With respect to a FET device, it is preferable that larger current flows between a source electrode and a drain electrode. The current becomes larger as the mobility becomes higher. For example, the current Is in the region at which a current flowing between a source electrode and a drain electrode becomes saturated relative to a gate voltage (hereafter referred to as a saturation current) is represented by the following equation.Is=(μCW/2D)(Vg−Vth)2  (1)
Here, μ represents a mobility, C represents a capacitance of an insulating material on the gate electrode, D and W represent a distance between the source electrode and the drain electrode and an electrode width, respectively. Vg represents a gate voltage, and Vth represents a gate voltage at which a saturation current begins to flow.
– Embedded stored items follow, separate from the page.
PR #26083, opened 2021-02-13
Scripts/Events: Fix achievement in Love is in the air: "Lonely?"

### LINKED ISSUE #24139: [3.3.5] [Achievement] [1291] Lonely
**Description:**
For some reason the achievement can't be completed.

**Current behaviour:**
Currently nothing happen except the basket and the umbrella are spawn.

**Expected behaviour:**

When two characters are joining together with [Romantic Picnic Basket](https://wotlk.evowow.com/?item=34480) they should fall in love. I guess the effect is called like that.
They should get hearth above they heads and then, when they start eating [Buttermilk Delight](https://wotlk.evowow.com/?item=22236) they should get the achievement [Lonely?](https://wotlk.evowow.com/?achievement=1291)

1. Go to Dalaran.
2. Use [Romantic Picnic Basket](https://wotlk.evowow.com/?item=34480)
3. Use second character to join your picnic table.
4. Wait for the hearth effect.
5. Eat [Buttermilk Delight](https://wotlk.evowow.com/?item=22236) 

**Branch(es):**

3.3.5

**TC rev. hash/commit:** 

5fa77744e4495a77dea734330d5ae9e113b8a7f1

**Operating system:**

Ubuntu 16.0.4 LTS

Jildor:
**Changes proposed:**

-  Getcaster() is null, we don't need check caster in the script, so remove it

- [X] 3.3.5
- [ ] master

**Issues addressed:**

Closes #24139

**Tests performed:**

tested in-game

### DIFF
--- a/src/server/scripts/Spells/spell_holiday.cpp
+++ b/src/server/scripts/Spells/spell_holiday.cpp
@@ -90,9 +90,6 @@ class spell_love_is_in_the_air_romantic_picnic : public AuraScript
         Cell::VisitWorldObjects(target, searcher, INTERACTION_DISTANCE * 2);
         for (std::list<Player*>::const_iterator itr = playerList.begin(); itr != playerList.end(); ++itr)
         {
-            if (foundSomeone)
-                break;
-
             if (Player* playerFound = (*itr))
             {
                 if (target != playerFound && playerFound->HasAura(GetId()))
@@ -100,6 +97,7 @@ class spell_love_is_in_the_air_romantic_picnic : public AuraScript
                     playerFound->CastSpell(playerFound, SPELL_ROMANTIC_PICNIC_ACHIEV, true);
                     target->CastSpell(target, SPELL_ROMANTIC_PICNIC_ACHIEV, true);
                     foundSomeone = true;
+                    break;
                 }
             }
         }
--- a/src/server/scripts/Spells/spell_holiday.cpp
+++ b/src/server/scripts/Spells/spell_holiday.cpp
@@ -91,7 +91,7 @@ class spell_love_is_in_the_air_romantic_picnic : public AuraScript
         for (std::list<Player*>::const_iterator itr = playerList.begin(); itr != playerList.end(); ++itr)
         {
             if (foundSomeone)
-                continue;
+                break;
 
             if (Player* playerFound = (*itr))
             {
--- a/src/server/scripts/Spells/spell_holiday.cpp
+++ b/src/server/scripts/Spells/spell_holiday.cpp
@@ -46,11 +46,23 @@ class spell_love_is_in_the_air_romantic_picnic : public AuraScript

As is clear from the equation (1), the saturation current of the FET increases as the mobility μ of the semiconductor material becomes higher.
The maximum operating frequency fm of the FET is roughly represented by the following equation, and driving can be carried out at a higher frequency as the mobility becomes higher.fm=μV/2πD2  (2)
Here, μ represents a mobility, V represents a voltage between the source electrode and the drain electrode, and D represents a distance between the source electrode and the drain electrode.
On the other hand, with respect to the organic photovoltaic device including a conjugated polymer, the largest problem is that the photoelectric conversion efficiency is lower than those of known inorganic semiconductors and, therefore, commercialization is not yet realized. The primary reasons for this are the facts that traps which capture carriers tend to be formed in organic semiconductors and, thereby, formed carriers tend to be captured by traps and the mobilities of the carriers are decreased, and that a bound state referred to as an exciton is formed, in which an electron and a hole formed by incident light are not readily separated from each other.
It is an object of the present invention to provide a method for increasing the mobilities of carriers in an organic semiconductor material constituting a semiconductor device, e.g., a transistors and a photovoltaic device, an organic semiconductor material prepared by the method, and an organic semiconductor device prepared by the use of the material.